> Stored entries
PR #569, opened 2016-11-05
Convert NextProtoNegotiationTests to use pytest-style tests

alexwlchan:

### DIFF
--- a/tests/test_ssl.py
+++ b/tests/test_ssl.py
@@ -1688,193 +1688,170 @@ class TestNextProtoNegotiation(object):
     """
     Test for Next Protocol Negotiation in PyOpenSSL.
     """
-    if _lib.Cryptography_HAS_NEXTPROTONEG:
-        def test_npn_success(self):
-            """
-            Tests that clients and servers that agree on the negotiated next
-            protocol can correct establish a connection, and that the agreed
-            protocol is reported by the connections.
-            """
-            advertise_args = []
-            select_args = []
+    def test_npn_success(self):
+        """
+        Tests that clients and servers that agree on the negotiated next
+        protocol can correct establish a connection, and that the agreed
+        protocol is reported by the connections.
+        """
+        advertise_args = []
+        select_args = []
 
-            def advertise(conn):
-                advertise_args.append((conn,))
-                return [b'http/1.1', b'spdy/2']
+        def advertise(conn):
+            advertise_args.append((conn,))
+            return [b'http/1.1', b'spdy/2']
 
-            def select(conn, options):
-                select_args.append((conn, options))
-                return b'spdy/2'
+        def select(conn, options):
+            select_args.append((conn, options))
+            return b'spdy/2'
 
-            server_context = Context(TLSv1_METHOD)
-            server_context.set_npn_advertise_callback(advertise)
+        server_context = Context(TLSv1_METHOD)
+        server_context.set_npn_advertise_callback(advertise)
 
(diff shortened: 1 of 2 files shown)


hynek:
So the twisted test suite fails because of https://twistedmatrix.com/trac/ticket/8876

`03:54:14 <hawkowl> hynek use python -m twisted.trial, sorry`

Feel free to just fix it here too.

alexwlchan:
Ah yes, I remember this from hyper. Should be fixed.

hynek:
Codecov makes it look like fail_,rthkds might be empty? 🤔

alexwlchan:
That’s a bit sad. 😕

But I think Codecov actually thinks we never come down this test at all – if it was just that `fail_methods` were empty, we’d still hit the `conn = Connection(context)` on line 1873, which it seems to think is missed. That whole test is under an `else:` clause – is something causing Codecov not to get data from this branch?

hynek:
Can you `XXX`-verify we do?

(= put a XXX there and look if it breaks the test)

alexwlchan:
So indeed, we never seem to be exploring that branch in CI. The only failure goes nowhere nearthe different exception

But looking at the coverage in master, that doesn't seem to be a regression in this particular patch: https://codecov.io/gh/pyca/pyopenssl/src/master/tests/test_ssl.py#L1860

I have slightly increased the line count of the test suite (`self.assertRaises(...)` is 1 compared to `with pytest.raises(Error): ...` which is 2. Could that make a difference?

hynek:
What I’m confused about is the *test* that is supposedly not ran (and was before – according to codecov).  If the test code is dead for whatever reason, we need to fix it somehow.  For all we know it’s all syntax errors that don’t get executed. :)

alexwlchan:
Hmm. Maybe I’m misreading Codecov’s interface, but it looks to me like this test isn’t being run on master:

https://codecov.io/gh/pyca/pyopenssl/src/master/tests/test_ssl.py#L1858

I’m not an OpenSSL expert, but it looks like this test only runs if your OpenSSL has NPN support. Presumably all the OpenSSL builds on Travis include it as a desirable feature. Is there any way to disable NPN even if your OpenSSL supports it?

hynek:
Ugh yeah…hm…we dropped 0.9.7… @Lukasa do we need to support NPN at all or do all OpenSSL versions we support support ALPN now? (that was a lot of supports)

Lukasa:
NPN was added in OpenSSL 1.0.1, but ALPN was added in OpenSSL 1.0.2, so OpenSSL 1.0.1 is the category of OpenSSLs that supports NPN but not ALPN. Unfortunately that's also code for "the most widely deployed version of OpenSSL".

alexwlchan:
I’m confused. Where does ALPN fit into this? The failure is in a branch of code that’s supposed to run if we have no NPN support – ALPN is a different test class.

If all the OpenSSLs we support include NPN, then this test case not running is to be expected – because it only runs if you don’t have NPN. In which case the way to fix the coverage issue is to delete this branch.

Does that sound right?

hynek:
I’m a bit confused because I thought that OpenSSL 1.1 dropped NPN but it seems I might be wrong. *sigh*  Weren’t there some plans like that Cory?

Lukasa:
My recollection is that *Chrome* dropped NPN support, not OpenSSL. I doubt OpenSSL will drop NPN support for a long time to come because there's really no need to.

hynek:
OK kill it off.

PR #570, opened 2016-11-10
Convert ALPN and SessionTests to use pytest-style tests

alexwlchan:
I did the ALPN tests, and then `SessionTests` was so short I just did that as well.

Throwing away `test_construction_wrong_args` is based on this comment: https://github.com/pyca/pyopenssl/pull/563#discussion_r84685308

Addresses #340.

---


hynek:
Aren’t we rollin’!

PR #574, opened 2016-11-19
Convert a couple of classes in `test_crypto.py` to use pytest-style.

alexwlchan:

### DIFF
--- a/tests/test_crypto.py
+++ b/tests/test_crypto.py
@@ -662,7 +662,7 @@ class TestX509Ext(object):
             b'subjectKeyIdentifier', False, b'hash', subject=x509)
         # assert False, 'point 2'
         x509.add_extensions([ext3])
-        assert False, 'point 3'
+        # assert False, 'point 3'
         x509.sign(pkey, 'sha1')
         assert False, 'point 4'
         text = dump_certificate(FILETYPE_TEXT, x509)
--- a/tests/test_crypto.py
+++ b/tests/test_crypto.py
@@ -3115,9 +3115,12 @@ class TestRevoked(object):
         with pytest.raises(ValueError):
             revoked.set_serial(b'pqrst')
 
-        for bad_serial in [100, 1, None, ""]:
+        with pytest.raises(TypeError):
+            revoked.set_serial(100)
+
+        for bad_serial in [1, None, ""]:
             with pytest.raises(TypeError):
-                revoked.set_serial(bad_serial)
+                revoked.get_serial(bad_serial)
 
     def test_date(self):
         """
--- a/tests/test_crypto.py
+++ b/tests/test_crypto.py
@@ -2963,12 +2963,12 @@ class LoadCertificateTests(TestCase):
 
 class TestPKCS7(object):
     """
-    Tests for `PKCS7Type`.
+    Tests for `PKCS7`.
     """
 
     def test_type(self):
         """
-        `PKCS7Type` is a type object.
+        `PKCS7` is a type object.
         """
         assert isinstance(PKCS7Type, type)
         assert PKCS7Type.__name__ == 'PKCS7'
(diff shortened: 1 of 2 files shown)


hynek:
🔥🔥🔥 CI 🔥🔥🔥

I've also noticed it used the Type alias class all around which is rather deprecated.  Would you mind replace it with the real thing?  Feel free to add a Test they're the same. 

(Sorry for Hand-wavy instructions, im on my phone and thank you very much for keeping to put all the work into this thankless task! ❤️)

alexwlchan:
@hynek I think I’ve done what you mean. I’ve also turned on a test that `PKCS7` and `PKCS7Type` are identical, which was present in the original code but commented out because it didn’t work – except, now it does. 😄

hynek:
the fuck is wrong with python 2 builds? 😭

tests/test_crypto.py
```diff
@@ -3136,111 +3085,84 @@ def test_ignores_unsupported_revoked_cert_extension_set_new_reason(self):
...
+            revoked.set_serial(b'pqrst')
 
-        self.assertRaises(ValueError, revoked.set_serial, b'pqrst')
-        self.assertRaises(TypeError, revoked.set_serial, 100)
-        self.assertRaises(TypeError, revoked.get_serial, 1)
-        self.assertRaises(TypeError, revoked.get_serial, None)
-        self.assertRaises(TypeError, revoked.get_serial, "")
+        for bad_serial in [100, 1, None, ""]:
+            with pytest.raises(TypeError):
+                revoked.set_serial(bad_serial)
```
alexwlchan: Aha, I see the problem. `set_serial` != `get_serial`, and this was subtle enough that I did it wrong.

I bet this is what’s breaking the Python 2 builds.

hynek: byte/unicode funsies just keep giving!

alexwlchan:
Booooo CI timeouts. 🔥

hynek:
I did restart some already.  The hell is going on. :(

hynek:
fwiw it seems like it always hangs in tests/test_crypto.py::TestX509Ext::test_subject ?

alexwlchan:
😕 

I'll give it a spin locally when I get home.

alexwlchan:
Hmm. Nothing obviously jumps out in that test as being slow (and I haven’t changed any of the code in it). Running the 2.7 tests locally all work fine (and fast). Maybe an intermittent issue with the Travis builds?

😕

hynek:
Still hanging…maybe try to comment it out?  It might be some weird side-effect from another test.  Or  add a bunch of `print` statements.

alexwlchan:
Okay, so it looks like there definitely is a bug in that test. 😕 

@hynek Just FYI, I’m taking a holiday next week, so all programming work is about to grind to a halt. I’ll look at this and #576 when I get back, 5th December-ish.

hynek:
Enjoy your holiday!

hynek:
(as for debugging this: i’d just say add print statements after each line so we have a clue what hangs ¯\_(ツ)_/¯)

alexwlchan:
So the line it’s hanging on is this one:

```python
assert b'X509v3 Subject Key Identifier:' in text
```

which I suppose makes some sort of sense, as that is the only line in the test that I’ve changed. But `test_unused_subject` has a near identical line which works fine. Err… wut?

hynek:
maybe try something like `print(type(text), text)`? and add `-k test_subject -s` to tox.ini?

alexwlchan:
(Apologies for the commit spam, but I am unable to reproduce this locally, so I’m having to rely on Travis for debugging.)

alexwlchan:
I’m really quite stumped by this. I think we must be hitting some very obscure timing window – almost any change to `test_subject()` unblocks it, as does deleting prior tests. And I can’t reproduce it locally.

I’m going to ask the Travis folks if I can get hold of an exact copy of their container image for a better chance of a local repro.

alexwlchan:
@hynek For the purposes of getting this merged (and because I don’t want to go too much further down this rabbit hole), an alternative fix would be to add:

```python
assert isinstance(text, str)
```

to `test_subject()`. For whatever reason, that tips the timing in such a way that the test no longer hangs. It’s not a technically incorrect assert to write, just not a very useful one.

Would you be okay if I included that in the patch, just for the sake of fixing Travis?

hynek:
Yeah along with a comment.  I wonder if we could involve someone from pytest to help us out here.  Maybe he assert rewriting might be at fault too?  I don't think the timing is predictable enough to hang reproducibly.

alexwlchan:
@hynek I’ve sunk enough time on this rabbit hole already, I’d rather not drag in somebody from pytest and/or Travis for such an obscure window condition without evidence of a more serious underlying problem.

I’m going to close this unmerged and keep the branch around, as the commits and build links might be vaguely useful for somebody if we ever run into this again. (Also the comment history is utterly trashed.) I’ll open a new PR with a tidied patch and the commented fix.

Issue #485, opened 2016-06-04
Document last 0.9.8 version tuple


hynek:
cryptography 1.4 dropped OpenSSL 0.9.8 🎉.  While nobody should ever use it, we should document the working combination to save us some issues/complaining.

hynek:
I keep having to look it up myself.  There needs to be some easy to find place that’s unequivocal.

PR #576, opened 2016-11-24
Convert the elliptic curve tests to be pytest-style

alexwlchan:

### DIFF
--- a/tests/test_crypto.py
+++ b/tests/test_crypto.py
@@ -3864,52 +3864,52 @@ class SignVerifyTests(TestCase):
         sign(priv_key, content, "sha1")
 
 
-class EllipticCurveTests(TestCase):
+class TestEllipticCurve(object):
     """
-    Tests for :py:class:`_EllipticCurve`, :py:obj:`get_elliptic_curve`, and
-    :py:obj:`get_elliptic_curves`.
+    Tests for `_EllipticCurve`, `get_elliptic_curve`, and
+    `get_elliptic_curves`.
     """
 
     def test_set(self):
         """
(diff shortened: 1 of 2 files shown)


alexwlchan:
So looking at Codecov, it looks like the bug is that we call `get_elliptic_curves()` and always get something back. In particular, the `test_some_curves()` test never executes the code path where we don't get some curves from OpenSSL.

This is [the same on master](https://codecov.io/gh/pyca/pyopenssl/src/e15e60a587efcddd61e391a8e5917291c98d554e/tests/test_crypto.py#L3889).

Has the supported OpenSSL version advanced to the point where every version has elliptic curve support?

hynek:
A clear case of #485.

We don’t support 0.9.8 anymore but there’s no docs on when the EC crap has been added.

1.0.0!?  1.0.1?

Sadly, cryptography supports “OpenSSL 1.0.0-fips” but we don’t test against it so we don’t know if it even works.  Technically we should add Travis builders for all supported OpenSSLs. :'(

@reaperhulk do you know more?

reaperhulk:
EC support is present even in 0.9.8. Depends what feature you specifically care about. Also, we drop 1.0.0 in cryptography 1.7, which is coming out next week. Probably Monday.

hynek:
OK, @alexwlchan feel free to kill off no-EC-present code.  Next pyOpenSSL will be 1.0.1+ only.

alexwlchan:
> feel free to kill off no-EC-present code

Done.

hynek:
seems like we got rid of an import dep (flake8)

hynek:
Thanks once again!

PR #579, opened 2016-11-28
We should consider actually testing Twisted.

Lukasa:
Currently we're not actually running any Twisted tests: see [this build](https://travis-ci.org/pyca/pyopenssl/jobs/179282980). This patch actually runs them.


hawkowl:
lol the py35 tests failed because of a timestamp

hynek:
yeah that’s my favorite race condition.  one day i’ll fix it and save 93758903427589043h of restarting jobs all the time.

> What is needed
If a line of the data contains "identical", copy it out.

> Solution to this exercise
@hynek I think I’ve done what you mean. I’ve also turned on a test that `PKCS7` and `PKCS7Type` are identical, which was present in the original code but commented out because it didn’t work – except, now it does. 😄
which I suppose makes some sort of sense, as that is the only line in the test that I’ve changed. But `test_unused_subject` has a near identical line which works fine. Err… wut?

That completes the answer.